*** The input ***
PR #1443, opened 2025-12-31
feat: add heading-filename-sync rule for H1/filename synchronization

### LINKED ISSUE #192: Keep first H1 heading in sync with filename
I use the option to insert an H1 heading with the filename. But if I later change the filename the H1 heading no longer reflects the filename.

Could you add an option to keep the two in sync?

Possible complications...
- Should the sync be 2 way? If I change H1 should the filename change?

Existing solutions...
- There is an [existing plugin](https://github.com/dvcrn/obsidian-filename-heading-sync) which offers this function, but it would make sense to include keep all linting type operations in a single plugin.

Thanks for your consideration.

### LINKED ISSUE #1418: FR: 3-way-sync (H1, Title, Filename) with regex prefix handling

Yes. Many users, especially those using Zettelkasten or timestamp-based notes, use a prefix in their filenames (e.g., `YYYYMMDDhhmm_`). The problem is that Linter's current title-related rules apply to the *entire* filename. This means if I want to sync my filename with my H1 or frontmatter `title`, the ugly prefix (e.g., `202510291209_`) gets synced as well. I'm always frustrated that I cannot have a clean H1/frontmatter title that stays in sync with the *semantic part* of my filename.

I would like a new rule (or an enhancement to the existing "YAML Title" rule) that enables **3-way synchronization** between the H1 heading, the `title` key in the frontmatter, and the filename, *while ignoring a specified regex prefix in the filename*.

This rule would need a new setting: **"Regex prefix to ignore in filename"**.

The sync should be multi-directional:

1.  **If I change the filename:** The plugin should strip the prefix, and update the H1 and frontmatter `title` with the *rest* of the name.
2.  **If I change the H1:** The plugin should update the frontmatter `title` *and* the filename. When updating the filename, it must **preserve the original prefix**.
3.  **If I change the frontmatter `title`:** The plugin should update the H1 *and* the filename. When updating the filename, it must **preserve the original prefix**.

**My Regex Setting:** `^\d{12}_`

**Scenario: User changes the H1 Heading**

(File is currently named `202510291209_My Old Note.md`)

```markdown
---
title: My Old Note
---

# My New Note

This is my note.
```

**Expected Linter outcome:**

1.  Linter detects the H1 change.
2.  It updates the frontmatter `title` to "My New Note".
3.  It updates the filename, preserving the prefix, to `202510291209_My New Note.md`.

**Result:**

```markdown
---
title: My New Note
---

# My New Note

This is my note.
```

(And the file is renamed)

I have considered the `File Title Updater` plugin, but it does not support ignoring prefixes; it syncs the *entire* filename. I have also tried the existing Linter rules (like "YAML Title" with the "Filename" mode), but they are one-way (Filename -\> Title) and do not handle the multi-directional sync I need (e.g., H1 -\> Filename).

## Additional Context

This feature would be incredibly valuable for anyone using a Zettelkasten (timestamp-based) naming convention. It bridges the gap between having a machine-readable, unique filename (for sorting and ID) and a human-readable, clean title (for reading and linking).

tjmgregory:
## Summary

Implements the long-requested feature to keep H1 headings and filenames synchronized:

- **New rule: `heading-filename-sync`** - Keeps the first H1 heading synchronized with the filename
- **Three sync directions**:
  - `heading-to-filename` (default): Rename the file to match the H1 heading
  - `filename-to-heading`: Update the H1 heading to match the filename  
  - `bidirectional`: Keep both in sync (heading wins on conflict)
- **Regex prefix/suffix patterns** for Zettelkasten and similar workflows (e.g., strip `^\d{12}_` timestamps)
- **Conflict detection** with the existing `file-name-heading` rule
- **User notification** on rename failures
- **Ignore files** using regex

## Related Issues

Closes #192 - FR: Keep first H1 heading in sync with filename (opened 2022)
Closes #1418 - FR: 3-way-sync (H1, Title, Filename) with regex prefix handling

## Changes

- New rule: `src/rules/heading-filename-sync.ts`
- Tests: `__tests__/heading-filename-sync.test.ts` (36 test cases)
- Translations: Updated `src/lang/locale/en.ts`
- Rules runner: Added `PendingRename` mechanism for file rename signaling
- Main plugin: Added file rename handling via `app.fileManager.renameFile()`
- Conflict detection between `heading-filename-sync` and `file-name-heading`

### File Renaming Architecture

Rules can only return modified text, so file renaming uses a callback pattern:

1. Rule signals rename via `setPendingRename` callback passed in options
2. `RulesRunner` stores the pending rename in `this.pendingRename`
3. After `lintText()` returns, `main.ts` checks for pending rename and executes it

### Sync Direction Behavior

| Direction | Behavior |
|-----------|----------|
| `heading-to-filename` | Renames file to match H1 (default, preserves prefix/suffix) |
| `filename-to-heading` | Updates H1 to match filename |
| `bidirectional` | No H1? Insert from filename. H1 differs? Rename file to match. |

### Integration with Existing Rules

- **`yaml-title`**: Enable both for 3-way sync (H1, filename, YAML title)
- **`file-name-heading`**: Conflict detection added - users prompted to choose one

## Test Plan

- [x] All 1211 tests pass (including 36 new tests)
- [x] Build passes (`npm run build`)
- [x] Linting passes (`npm run lint`)


tjmgregory:
## Bug Fix: Race Condition in Folder Linting (commit d71dc1e)

Fixed a critical bug where "Lint folder" operations would cause incorrect file renaming.

### The Problem
When linting an entire folder, files were processed in parallel using `Promise.all`. The `pendingRename` was stored as a shared instance property on `RulesRunner`, causing one file's rename to overwrite another's.

This resulted in:
- File titles not being updated correctly
- One file's heading accidentally renaming a different file

### The Solution
Changed `lintText()` to return a `LintResult` object containing both the linted text and the `pendingRename`. Each parallel operation now gets its own isolated result, eliminating the race condition.

### Changes
- Added `LintResult` type: `{text: string, pendingRename: PendingRename | null}`
- Removed `pendingRename` instance property from `RulesRunner`
- Updated `lintText()` to return `LintResult` instead of `string`
- Updated `handlePendingRename()` to accept `pendingRename` as parameter
- Updated `runLinterFile()` and `runLinterEditor()` to use `LintResult`

tjmgregory:
## Bug Fix: Case-Only Renames on macOS/Windows (commit 1e5db79)

Fixed an issue where renaming files with only case changes would fail on case-insensitive filesystems.

### The Problem
On macOS and Windows (case-insensitive by default), renaming a file where only the case changes fails:
- `Rules for showing the checklist.md` → `Rules for Showing the Checklist.md`

The OS sees these as the "same" file and returns "file already exists".

### The Solution
Detect case-only renames by comparing lowercase paths. When detected, use a two-step rename via a temporary intermediate name:

```
1. file.md → file.md.linter-temp-rename
2. file.md.linter-temp-rename → File.md
```

This workaround is commonly used to handle case-insensitive filesystem limitations.

tjmgregory:
@pjkaufman How can I help to get this reviewed/merged? 🙂

pjkaufman:
My current concern is that this looks to be AI generated. I need to take a closer look at the code, but how is it handling changes from outside Obsidian? For example, what happens when someone changes the file name, YAML title, and H1 all to be different values outside of Obsidian or while the Linter is disabled. When the Linter runs against the file, which of those 3 values will be used for the heading, YAML title, and file name?

src/rules/heading-filename-sync.ts
```diff
@@ -0,0 +1,383 @@
...
+    super({
+      nameKey: 'rules.heading-filename-sync.name',
+      descriptionKey: 'rules.heading-filename-sync.description',
+      type: RuleType.HEADING,
+      ruleIgnoreTypes: [IgnoreTypes.code, IgnoreTypes.math, IgnoreTypes.yaml, IgnoreTypes.link, IgnoreTypes.wikiLink, IgnoreTypes.tag],
+      hasSpecialExecutionOrder: true,
+      disableConflictingOptions(value: boolean, app: App): void {
+        // Check for conflict with file-name-heading rule
+        const fileNameHeadingOptions = rulesDict['file-name-heading'];
+        if (!fileNameHeadingOptions) return;
```
pjkaufman: I see that we are checking whether this is empty or not. However I am not sure how this would happen given we fill out missing rules when the plugin loads and the app is in the "onlayoutready" stage.

What does this check actually do beyond exit early for a situation we should not encounter? Or is this scenario actually happening?

src/rules/heading-filename-sync.ts
```diff
@@ -0,0 +1,383 @@
...
+      prefixPattern: string,
+      suffixPattern: string,
+  ): string {
+    let result = fileName;
+
+    if (prefixPattern) {
+      try {
+        const prefixRegex = new RegExp(prefixPattern);
+        result = result.replace(prefixRegex, '');
+      } catch (e) {
```
pjkaufman, line 97: I am probably missing something here, but what about this is guarantying that the prefix regex only affects the start of the file name?

src/rules/heading-filename-sync.ts
```diff
@@ -0,0 +1,383 @@
...
+        // Invalid regex, skip prefix stripping
```
pjkaufman: If the regex is invalid, we should at the very least console log it so the user knows that the prefix regex is invalid.

src/rules/heading-filename-sync.ts
```diff
@@ -0,0 +1,383 @@
...
+      }
+    }
+
+    if (suffixPattern) {
+      try {
+        const suffixRegex = new RegExp(suffixPattern + '$');
+        result = result.replace(suffixRegex, '');
+      } catch (e) {
+        // Invalid regex, skip suffix stripping
```
pjkaufman: If the regex is invalid, we should at least log that it is invalid so the user can at least know that they need to try to fix it.

src/rules/heading-filename-sync.ts
```diff
@@ -0,0 +1,383 @@
...
+  private extractFilenamePrefix(
+      fileName: string,
+      prefixPattern: string,
+  ): string {
+    if (!prefixPattern) {
+      return '';
+    }
+
+    try {
+      const prefixRegex = new RegExp(prefixPattern);
```
pjkaufman: We should create the regexp once and reuse it across the functions. Besides, if we already pulled the regex prior, why are we once again running the prefix regex again? Can't we grab the value in one step?

src/rules/heading-filename-sync.ts
```diff
@@ -0,0 +1,383 @@
...
+    if (!suffixPattern) {
+      return '';
+    }
+
+    try {
+      const suffixRegex = new RegExp(suffixPattern + '$');
+      const match = fileName.match(suffixRegex);
+      return match ? match[0] : '';
+    } catch (e) {
+      return '';
```
pjkaufman: Same issue as with the prefix regex.

src/rules/heading-filename-sync.ts
```diff
@@ -0,0 +1,383 @@
...
+  get OptionsClass(): new () => HeadingFilenameSyncOptions {
+    return HeadingFilenameSyncOptions;
+  }
+
+  apply(text: string, options: HeadingFilenameSyncOptions): string {
+    const semanticFilename = this.extractSemanticFilename(
+        options.fileName,
+        options.filenamePrefix,
+        options.filenameSuffix,
+    );
```
pjkaufman: I am not sure why you cannot get all 3 name parts right here if you are just going to run the prefix and suffix regex.

src/rules/heading-filename-sync.ts
```diff
@@ -0,0 +1,383 @@
...
+
+    const existingH1Match = text.match(/^#\s+(.*)$/m);
```
pjkaufman, line 63: Rather than duplicate the regex, if we are going to do this, we will want to extract the regex from https://github.com/pjkaufman/obsidian-linter/blob/7c123c37f23b95ee531545951acf31e0c5a6ee21/src/utils/regex.ts#L119 and make it into a global regex. Then we can reuse it there and import it here and use it.

src/rules/heading-filename-sync.ts
```diff
@@ -0,0 +1,383 @@
...
+  private syncFilenameToHeading(
+      text: string,
+      semanticFilename: string,
+      existingH1Match: RegExpMatchArray | null,
+  ): string {
+    const escapedFilename = escapeMarkdownSpecialCharacters(semanticFilename);
+    const newHeading = `# ${escapedFilename}`;
+
+    if (existingH1Match) {
+      return text.replace(/^#\s+.*$/m, newHeading);
```
pjkaufman, line 127: Doesn't the regexp match array already let you know what the location of the text you need to replace is? If so, why are we doing another regex find and replace?

src/rules/heading-filename-sync.ts
```diff
@@ -0,0 +1,383 @@
...
+    // If the heading matches the semantic filename, no rename needed
+    if (existingH1Unescaped === semanticFilename) {
+      return text;
+    }
+
+    // Build the new filename with preserved prefix/suffix
+    const prefix = this.extractFilenamePrefix(options.fileName, options.filenamePrefix);
+    const suffix = this.extractFilenameSuffix(options.fileName, options.filenameSuffix);
+    const sanitizedHeading = this.sanitizeFilename(existingH1Unescaped);
+    const newBasename = `${prefix}${sanitizedHeading}${suffix}`;
```
pjkaufman: Why would the prefix and suffix be preserved if it is not present in the heading and the heading has changed? As someone who does not fully understand the use case, this seems odd to me. I can rationalize doing this if we assume that the prefix and suffix will never change. But I find that hard to believe that there will not be a scenario where the user doesn't want to retain the prefix or suffix.

src/rules/heading-filename-sync.ts
```diff
@@ -0,0 +1,383 @@
...
+  ): string {
+    // If there's no H1, sync filename to heading (insert new heading)
+    if (!existingH1Unescaped) {
+      return this.syncFilenameToHeading(text, semanticFilename, existingH1Match);
+    }
+
+    // If H1 differs from filename, heading wins - rename file
+    if (existingH1Unescaped !== semanticFilename) {
+      return this.syncHeadingToFilename(text, options, existingH1Unescaped, semanticFilename);
+    }
```
pjkaufman, line 197: Is this not something that should be a setting that user decides on?

src/rules/heading-filename-sync.ts
```diff
@@ -0,0 +1,383 @@
...
+  private sanitizeFilename(heading: string): string {
+    // Remove/replace characters that are invalid in filenames
+    // Invalid chars: / \ : * ? " < > |
+    return heading
+        .replace(/[/\\:*?"<>|]/g, '-')
+        .replace(/-+/g, '-') // Collapse consecutive dashes
+        .replace(/^-+|-+$/g, '') // Remove leading/trailing dashes
+        .replace(/\s+/g, ' ')
+        .trim();
+  }
```
pjkaufman, line 212: Is this fine on all the major OSes? I am not sure of the exact list, but this seems like it might be tailored to a specific OS just based on looking at it.

src/rules/heading-filename-sync.ts
```diff
@@ -0,0 +1,383 @@
...
+    return text;
+  }
+
+  private sanitizeFilename(heading: string): string {
+    // Remove/replace characters that are invalid in filenames
+    // Invalid chars: / \ : * ? " < > |
+    return heading
+        .replace(/[/\\:*?"<>|]/g, '-')
+        .replace(/-+/g, '-') // Collapse consecutive dashes
+        .replace(/^-+|-+$/g, '') // Remove leading/trailing dashes
```
pjkaufman, line 209: These two are just stylistic and not actual sanitization steps to make sure that it is valid. Is there a reason for this?

src/rules/heading-filename-sync.ts
```diff
@@ -0,0 +1,383 @@
...
+        .replace(/\s+/g, ' ')
```
pjkaufman, line 210: Same issue with this line. It seems like just cleaning up the file name instead of using what has been provided. It is not what I would expect to be in this function or what I would expect given the intent of the logic which is to use the H1 as the file name or vice versa.

src/rules/heading-filename-sync.ts
```diff
@@ -0,0 +1,383 @@
...
+        continue;
+      }
+
+      try {
+        const regex = new RegExp(pattern);
+        if (regex.test(filePath)) {
+          return true;
+        }
+      } catch (e) {
+        // Invalid regex, skip this pattern
```
pjkaufman: Invalid regex should result in a console log at the very least.

src/rules/heading-filename-sync.ts
```diff
@@ -0,0 +1,383 @@
...
+        `,
+        after: dedent`
+          # Meeting Notes
+          Content here.
+        `,
+        options: {
+          fileName: '202312151030_Meeting Notes',
+          filenamePrefix: '^\\d{12}_',
+          syncDirection: 'filename-to-heading',
+        },
```
pjkaufman, line 259: Note: this functionality could be added to the existing rule instead of as a new rule given it only seems to be on this rule because it was meant to be a 2 way sync.

src/rules/heading-filename-sync.ts
```diff
@@ -0,0 +1,383 @@
...
+      return text.replace(/^#\s+.*$/m, newHeading);
+    }
+
+    let yaml_end = text.indexOf('\n---');
+    yaml_end = yaml_end === -1 || !text.startsWith('---\n') ? 0 : yaml_end + 5;
+
+    let header = `${newHeading}\n`;
+    if (text.length < yaml_end) {
+      header = '\n' + header;
+    }
```
pjkaufman, line 136: If I am understanding correctly, this just adds the new heading on its own line.

src/rules/heading-filename-sync.ts
```diff
@@ -0,0 +1,383 @@
...
+            value: 'heading-to-filename',
+            description: 'Rename the file to match the H1 heading',
+          },
+          {
+            value: 'filename-to-heading',
+            description: 'Update the H1 heading to match the filename',
+          },
+          {
+            value: 'bidirectional',
+            description: 'Keep heading and filename in sync (heading wins on conflict)',
```
pjkaufman, line 301: Personally, I think that the user should decide which wins in the case of a conflict.

src/rules/heading-filename-sync.ts
```diff
@@ -0,0 +1,383 @@
...
+        nameKey: 'rules.heading-filename-sync.filename-suffix.name',
+        descriptionKey: 'rules.heading-filename-sync.filename-suffix.description',
+        optionsKey: 'filenameSuffix',
+      }),
+      new TextAreaOptionBuilder({
+        OptionsClass: HeadingFilenameSyncOptions,
+        nameKey: 'rules.heading-filename-sync.ignore-rename-files.name',
+        descriptionKey: 'rules.heading-filename-sync.ignore-rename-files.description',
+        optionsKey: 'ignoreRenameFiles',
+      }),
```
pjkaufman: Could you explain what the point of this is? We can already ignore files if we don't want any rules enabled. If we don't want a rule to run, we have the ability to specify it in the frontmatter. Is this just meant to be a convenience thing to avoid having to specify in the frontmatter which files should have this rule disabled?

If so, is there a better way to handle this that would benefit the other rules as well instead of just making a one off solution for this one rule?

src/rules/heading-filename-sync.ts
```diff
@@ -0,0 +1,383 @@
...
+
+    let yaml_end = text.indexOf('\n---');
+    yaml_end = yaml_end === -1 || !text.startsWith('---\n') ? 0 : yaml_end + 5;
+
+    let header = `${newHeading}\n`;
+    if (text.length < yaml_end) {
+      header = '\n' + header;
+    }
+
+    return insert(text, yaml_end, header);
```
pjkaufman, line 138: This may be a nitpick, but I don't see a point in using insert in the cases where you are just adding text to the end of the file's contents.

pjkaufman (changes requested):
This is an initial review of just the rule and not the other things it affects. I have yet to be able to review most of the changes outside the new rule itself. So that still needs to be looked at. Some of this looks fine, but other parts make me question whether to consider this out of scope for the Linter since touching the file name has traditionally been considered out of scope for the Linter. It can read it, but changing it opens a whole can of worms that I am not currently available to tackle.

pjkaufman:
I am planning on closing this PR if I don't hear back by the end of this next week.

tjmgregory:
> I am planning on closing this PR if I don't hear back by the end of this next week.

Hey there @pjkaufman - I apologise for the delay on this. Lost in a slew of work repo notifications! I'm looking at this today and will get some replies sent through to your other comments. Thanks for the feedback 🙏

tjmgregory:
> My current concern is that this looks to be AI generated. I need to take a closer look at the code, but how is it handling changes from outside Obsidian? For example, what happens when someone changes the file name, YAML title, and H1 all to be different values outside of Obsidian or while the Linter is disabled. When the Linter runs against the file, which of those 3 values will be used for the heading, YAML title, and file name?

The intention is that whichever "sync direction" you've chosen becomes the winner when the linter next runs. I'd not weighed in the yaml title in this work, but would be happy to if you felt it was a consistent enough field to be merited 👍

To be transparent I do use AI to write my code these days, but I'm intentional when raising external reviews and do vet code contributions to others' repos to a level I'm happy with. Appreciate that this surge in _capacity_ to code has no doubt put a large burden on all popular open source maintainers with _quality_-yearning PRs appearing all over the shop! 😅

src/rules/heading-filename-sync.ts
tjmgregory: Roger that - was just a lack of insight into it's population and so played it safe with an index access - will remove 👍

src/rules/heading-filename-sync.ts
tjmgregory: I'd not thought about that - good call. Will wrap each in some start/end capture patterns 👍

src/rules/heading-filename-sync.ts
tjmgregory: Yep, much cleaner will do 👌

src/rules/heading-filename-sync.ts
tjmgregory: So, this came from using Zettelkasten system at the time and know that for those users you capture metadata in your filenames directly that you wouldn't necessarily want bleeding into your title - and so this helps to defend against that. Happy to debate if this is truly warranted though or whether you'd want to just add it later should people request it?

src/rules/heading-filename-sync.ts
tjmgregory: So I'd avoided that in the first pass, just because it felt like loading up too many options and this use-case is minor. But actaully having sat on this for a little while, I'm not sure _quite_ how useful this is. I'd be open to just nothing happening if the "source" locaiton wasn't present, which would only be the case for the heading (and frontmatter if support added)

src/rules/heading-filename-sync.ts
tjmgregory: Will confirm

src/rules/heading-filename-sync.ts
tjmgregory: Sure, this immediate use case came from my Daliy Notes setup, where I have `01 Daily Notes/<year>/<month>/<day>.md`. These get templated with `# Daily Notes - YYYY-MM-DD` and I didn't want this happening for this whole directory and so this provided the escape hatch.

Do see that this does make for a complex config for a single rule - and also see that this would be something others may benefit from if designed right. Conscious getting this right could be a whole can of worms, but let me take a pass at a couple of ideas just to at least open the discussion and see if anything happens to feel right enough.

src/rules/heading-filename-sync.ts
tjmgregory: It's not necessarily just adding to the end, if there's already text in teh docuemnt you want it to remain and to slot the title inbetween the front matter and the rest of what's in the doc 🙂

tjmgregory:
> This is an initial review of just the rule and not the other things it affects. I have yet to be able to review most of the changes outside the new rule itself. So that still needs to be looked at. Some of this looks fine, but other parts make me question whether to consider this out of scope for the Linter since touching the file name has traditionally been considered out of scope for the Linter. It can read it, but changing it opens a whole can of worms that I am not currently available to tackle.

Could you elaborate on what some of the worms are? 🪱 Hadn't considered this - certainly don't want this to have to lead to a whole load of other maintenance

src/rules/heading-filename-sync.ts
tjmgregory: I guess in hindsight, I could have just put this ignore rule in the template... maybe that's all that's needed. I'll strip this and confirm that actually solves all my problems 👍

src/rules/heading-filename-sync.ts
tjmgregory: Yeh so I flipped and flopped on this, but very happy to take your lead. My rationale was possibly a little shortsighted and mainly just not wanting disruprt other people's flows. We could relatively easily just replace it with this new rule and the file name defaulting as the source of truth

pjkaufman:
Sorry about the delay in getting you feedback. I have just gotten back into making a lot of changes for the Linter and decided to pop back in here.

One thing to note is that the file name updates are not something I would like to support in the Linter itself. I am fine with other file content changes, but the file name updates are a show stopper for me on this.

pjkaufman:
> > This is an initial review of just the rule and not the other things it affects. I have yet to be able to review most of the changes outside the new rule itself. So that still needs to be looked at. Some of this looks fine, but other parts make me question whether to consider this out of scope for the Linter since touching the file name has traditionally been considered out of scope for the Linter. It can read it, but changing it opens a whole can of worms that I am not currently available to tackle.
> 
> Could you elaborate on what some of the worms are? 🪱 Hadn't considered this - certainly don't want this to have to lead to a whole load of other maintenance

Most of the can of worms is needing to handle file renames, update anything that is holding onto information about the file name (the logic for which files are being linted, which files have been updated that have to have their content changed, and things like that). Then you have to deal with the possibility that the file name is synced across different OSs. So what is fine on desktop may not be fine on mobile and vice versa. So headers would need to be sanitized.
***
> [Problem requirements] In the listing above, start at the line with "updates the frontmatter", go on through the line with "- **Three sync", and copy each of those lines exactly; leave out all the rest.

> [Task response]
2.  It updates the frontmatter `title` to "My New Note".
3.  It updates the filename, preserving the prefix, to `202510291209_My New Note.md`.

**Result:**

```markdown
---
title: My New Note
---

# My New Note

This is my note.
```

(And the file is renamed)

I have considered the `File Title Updater` plugin, but it does not support ignoring prefixes; it syncs the *entire* filename. I have also tried the existing Linter rules (like "YAML Title" with the "Filename" mode), but they are one-way (Filename -\> Title) and do not handle the multi-directional sync I need (e.g., H1 -\> Filename).

## Additional Context

This feature would be incredibly valuable for anyone using a Zettelkasten (timestamp-based) naming convention. It bridges the gap between having a machine-readable, unique filename (for sorting and ID) and a human-readable, clean title (for reading and linking).

tjmgregory:
## Summary

Implements the long-requested feature to keep H1 headings and filenames synchronized:

- **New rule: `heading-filename-sync`** - Keeps the first H1 heading synchronized with the filename
- **Three sync directions**:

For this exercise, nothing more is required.